ACTIVITY: Show every line below where "bufSize" appears.

[EXCERPTED DATA]

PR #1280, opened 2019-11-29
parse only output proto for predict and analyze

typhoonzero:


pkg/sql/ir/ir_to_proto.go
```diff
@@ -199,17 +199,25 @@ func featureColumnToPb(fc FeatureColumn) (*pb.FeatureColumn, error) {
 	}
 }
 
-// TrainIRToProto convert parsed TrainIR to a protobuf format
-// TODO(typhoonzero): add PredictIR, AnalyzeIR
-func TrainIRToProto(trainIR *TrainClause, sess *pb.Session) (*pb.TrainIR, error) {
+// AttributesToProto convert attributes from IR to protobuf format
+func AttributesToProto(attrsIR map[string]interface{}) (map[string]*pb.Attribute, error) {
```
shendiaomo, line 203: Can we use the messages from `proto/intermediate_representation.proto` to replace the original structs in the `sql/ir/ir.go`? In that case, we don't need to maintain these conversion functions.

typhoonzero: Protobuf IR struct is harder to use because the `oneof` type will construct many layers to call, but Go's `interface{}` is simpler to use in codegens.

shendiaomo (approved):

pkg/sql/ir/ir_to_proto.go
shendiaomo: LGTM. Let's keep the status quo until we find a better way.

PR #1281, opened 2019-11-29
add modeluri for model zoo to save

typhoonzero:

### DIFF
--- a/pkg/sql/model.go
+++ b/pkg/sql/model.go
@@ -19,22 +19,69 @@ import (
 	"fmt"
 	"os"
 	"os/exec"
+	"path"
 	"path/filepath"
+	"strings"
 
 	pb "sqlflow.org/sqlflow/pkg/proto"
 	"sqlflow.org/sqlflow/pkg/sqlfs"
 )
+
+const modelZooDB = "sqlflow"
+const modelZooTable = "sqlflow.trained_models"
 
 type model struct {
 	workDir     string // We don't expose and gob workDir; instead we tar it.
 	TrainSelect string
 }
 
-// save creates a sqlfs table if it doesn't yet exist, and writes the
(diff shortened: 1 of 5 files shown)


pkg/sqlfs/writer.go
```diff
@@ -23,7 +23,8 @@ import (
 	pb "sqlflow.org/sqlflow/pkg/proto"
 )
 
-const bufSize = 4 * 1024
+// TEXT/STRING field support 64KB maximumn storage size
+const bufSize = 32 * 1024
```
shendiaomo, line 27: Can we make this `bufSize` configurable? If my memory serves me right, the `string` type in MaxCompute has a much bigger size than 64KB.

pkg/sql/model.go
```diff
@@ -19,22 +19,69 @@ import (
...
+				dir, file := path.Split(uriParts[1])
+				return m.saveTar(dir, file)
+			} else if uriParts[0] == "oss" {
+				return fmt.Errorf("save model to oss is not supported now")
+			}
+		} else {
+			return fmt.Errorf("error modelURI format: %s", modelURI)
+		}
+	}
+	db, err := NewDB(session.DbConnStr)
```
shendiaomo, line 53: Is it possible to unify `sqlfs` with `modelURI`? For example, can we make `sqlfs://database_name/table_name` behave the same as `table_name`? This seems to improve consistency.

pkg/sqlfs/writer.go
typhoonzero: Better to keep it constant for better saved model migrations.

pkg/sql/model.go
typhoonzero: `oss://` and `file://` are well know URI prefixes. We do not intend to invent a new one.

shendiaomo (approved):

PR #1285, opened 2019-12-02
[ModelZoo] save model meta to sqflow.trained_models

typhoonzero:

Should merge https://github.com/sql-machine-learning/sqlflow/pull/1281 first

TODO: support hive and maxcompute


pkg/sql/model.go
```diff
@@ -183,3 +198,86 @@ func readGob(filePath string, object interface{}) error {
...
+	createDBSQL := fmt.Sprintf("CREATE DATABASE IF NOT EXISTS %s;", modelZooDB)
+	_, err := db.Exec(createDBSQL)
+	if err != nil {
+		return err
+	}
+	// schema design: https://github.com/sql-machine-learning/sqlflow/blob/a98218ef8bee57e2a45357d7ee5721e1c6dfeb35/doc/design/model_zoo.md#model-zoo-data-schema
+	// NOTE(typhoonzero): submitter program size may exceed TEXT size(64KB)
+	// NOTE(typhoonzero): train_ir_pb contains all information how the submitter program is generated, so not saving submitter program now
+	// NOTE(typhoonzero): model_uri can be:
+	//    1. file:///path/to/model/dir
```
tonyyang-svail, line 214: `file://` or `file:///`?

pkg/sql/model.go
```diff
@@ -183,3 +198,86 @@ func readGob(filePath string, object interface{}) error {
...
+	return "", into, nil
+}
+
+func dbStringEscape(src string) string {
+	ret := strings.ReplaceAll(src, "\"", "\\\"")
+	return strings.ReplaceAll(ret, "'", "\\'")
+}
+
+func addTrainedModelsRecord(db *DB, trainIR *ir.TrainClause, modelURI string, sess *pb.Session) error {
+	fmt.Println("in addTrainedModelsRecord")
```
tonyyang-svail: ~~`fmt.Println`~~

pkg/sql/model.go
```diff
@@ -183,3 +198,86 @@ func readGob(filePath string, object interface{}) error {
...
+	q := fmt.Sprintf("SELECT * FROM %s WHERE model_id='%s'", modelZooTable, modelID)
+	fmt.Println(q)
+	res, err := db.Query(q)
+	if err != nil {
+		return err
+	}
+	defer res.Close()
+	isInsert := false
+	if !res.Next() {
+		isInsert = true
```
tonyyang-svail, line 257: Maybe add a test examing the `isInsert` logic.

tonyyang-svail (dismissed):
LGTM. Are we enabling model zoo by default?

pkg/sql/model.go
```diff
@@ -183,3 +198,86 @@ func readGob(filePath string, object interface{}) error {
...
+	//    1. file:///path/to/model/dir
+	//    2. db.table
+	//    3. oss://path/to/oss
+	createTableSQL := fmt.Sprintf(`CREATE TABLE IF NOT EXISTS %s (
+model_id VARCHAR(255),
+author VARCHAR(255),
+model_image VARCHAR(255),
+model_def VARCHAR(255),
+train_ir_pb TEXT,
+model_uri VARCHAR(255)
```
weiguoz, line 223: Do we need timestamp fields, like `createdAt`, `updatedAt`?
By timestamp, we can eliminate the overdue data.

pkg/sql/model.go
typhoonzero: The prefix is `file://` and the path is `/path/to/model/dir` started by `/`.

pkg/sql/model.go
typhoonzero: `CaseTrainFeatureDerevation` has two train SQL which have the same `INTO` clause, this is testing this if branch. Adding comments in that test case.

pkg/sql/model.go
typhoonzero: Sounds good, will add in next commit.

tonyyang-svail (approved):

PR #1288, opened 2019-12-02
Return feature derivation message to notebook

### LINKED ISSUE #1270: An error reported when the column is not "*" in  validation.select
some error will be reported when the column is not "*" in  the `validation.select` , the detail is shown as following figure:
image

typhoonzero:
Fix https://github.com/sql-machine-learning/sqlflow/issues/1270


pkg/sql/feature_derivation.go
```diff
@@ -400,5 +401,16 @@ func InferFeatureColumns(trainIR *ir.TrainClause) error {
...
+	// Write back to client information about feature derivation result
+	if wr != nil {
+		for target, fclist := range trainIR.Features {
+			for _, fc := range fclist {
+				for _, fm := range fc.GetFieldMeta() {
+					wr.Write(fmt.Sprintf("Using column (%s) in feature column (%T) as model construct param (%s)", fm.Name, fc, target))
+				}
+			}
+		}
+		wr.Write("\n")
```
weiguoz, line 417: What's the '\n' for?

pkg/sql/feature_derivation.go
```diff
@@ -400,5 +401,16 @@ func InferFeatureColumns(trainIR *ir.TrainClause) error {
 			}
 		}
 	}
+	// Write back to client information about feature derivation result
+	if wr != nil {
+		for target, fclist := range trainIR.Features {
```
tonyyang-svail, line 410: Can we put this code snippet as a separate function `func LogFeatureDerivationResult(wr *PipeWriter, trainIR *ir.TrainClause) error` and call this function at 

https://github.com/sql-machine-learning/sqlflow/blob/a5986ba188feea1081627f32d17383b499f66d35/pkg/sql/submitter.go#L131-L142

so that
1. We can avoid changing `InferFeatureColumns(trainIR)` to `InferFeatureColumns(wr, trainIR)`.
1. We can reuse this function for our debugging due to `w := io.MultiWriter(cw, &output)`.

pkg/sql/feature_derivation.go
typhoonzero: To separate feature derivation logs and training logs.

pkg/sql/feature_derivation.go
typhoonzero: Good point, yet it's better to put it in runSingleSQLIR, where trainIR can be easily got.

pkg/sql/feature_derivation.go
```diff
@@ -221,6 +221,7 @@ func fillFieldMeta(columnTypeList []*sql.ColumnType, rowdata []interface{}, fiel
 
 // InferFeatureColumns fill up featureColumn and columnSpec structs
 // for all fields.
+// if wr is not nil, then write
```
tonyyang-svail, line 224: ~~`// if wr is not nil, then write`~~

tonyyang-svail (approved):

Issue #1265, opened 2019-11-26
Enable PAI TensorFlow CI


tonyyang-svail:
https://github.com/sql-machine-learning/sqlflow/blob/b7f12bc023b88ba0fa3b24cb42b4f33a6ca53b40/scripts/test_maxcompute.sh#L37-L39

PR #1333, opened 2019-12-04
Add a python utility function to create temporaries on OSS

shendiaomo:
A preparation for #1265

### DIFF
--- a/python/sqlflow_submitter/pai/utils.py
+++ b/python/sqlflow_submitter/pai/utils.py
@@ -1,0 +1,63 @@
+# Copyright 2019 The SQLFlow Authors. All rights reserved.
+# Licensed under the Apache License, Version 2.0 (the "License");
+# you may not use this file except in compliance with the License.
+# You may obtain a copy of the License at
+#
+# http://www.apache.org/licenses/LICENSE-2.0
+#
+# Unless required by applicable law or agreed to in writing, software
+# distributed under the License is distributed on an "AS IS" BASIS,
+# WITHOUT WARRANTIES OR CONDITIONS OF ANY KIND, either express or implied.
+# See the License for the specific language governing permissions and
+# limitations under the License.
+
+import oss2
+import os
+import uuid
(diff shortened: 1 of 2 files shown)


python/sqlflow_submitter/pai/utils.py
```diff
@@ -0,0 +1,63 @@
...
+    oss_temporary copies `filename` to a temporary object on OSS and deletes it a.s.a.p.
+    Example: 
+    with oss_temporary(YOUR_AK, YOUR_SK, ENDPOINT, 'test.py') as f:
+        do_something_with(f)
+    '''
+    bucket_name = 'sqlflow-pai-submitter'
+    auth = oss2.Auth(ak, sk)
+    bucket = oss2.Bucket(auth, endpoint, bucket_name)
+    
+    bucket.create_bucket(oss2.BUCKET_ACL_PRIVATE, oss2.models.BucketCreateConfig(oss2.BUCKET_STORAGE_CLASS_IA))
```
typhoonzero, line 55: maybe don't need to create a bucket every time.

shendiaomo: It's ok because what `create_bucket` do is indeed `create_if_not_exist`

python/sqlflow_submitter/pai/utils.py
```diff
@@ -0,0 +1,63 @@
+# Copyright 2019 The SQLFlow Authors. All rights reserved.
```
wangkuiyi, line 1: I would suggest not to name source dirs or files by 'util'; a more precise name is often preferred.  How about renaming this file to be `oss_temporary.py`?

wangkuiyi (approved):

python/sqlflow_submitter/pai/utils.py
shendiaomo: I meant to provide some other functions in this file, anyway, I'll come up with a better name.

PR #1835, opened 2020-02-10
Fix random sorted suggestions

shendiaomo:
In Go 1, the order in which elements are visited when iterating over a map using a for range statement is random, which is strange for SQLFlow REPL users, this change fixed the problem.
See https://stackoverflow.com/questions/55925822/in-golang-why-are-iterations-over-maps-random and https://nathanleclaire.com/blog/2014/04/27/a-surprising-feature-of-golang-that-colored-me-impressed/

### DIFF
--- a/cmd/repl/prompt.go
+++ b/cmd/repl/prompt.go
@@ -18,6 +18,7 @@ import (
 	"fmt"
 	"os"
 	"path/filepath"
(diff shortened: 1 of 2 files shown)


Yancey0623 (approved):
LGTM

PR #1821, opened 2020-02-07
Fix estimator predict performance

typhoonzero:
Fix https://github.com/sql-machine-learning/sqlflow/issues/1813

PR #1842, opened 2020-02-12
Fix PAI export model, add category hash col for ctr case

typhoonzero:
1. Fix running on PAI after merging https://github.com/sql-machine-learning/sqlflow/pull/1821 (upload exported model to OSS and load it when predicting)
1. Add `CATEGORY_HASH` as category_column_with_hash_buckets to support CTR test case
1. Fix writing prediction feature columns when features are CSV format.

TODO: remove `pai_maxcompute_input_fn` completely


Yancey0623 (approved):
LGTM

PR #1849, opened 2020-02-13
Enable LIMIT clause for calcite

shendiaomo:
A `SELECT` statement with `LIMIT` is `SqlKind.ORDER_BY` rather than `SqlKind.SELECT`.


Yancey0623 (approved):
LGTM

[/EXCERPTED DATA]

SOLUTION TO THE EXERCISE:
-const bufSize = 4 * 1024
+const bufSize = 32 * 1024
shendiaomo, line 27: Can we make this `bufSize` configurable? If my memory serves me right, the `string` type in MaxCompute has a much bigger size than 64KB.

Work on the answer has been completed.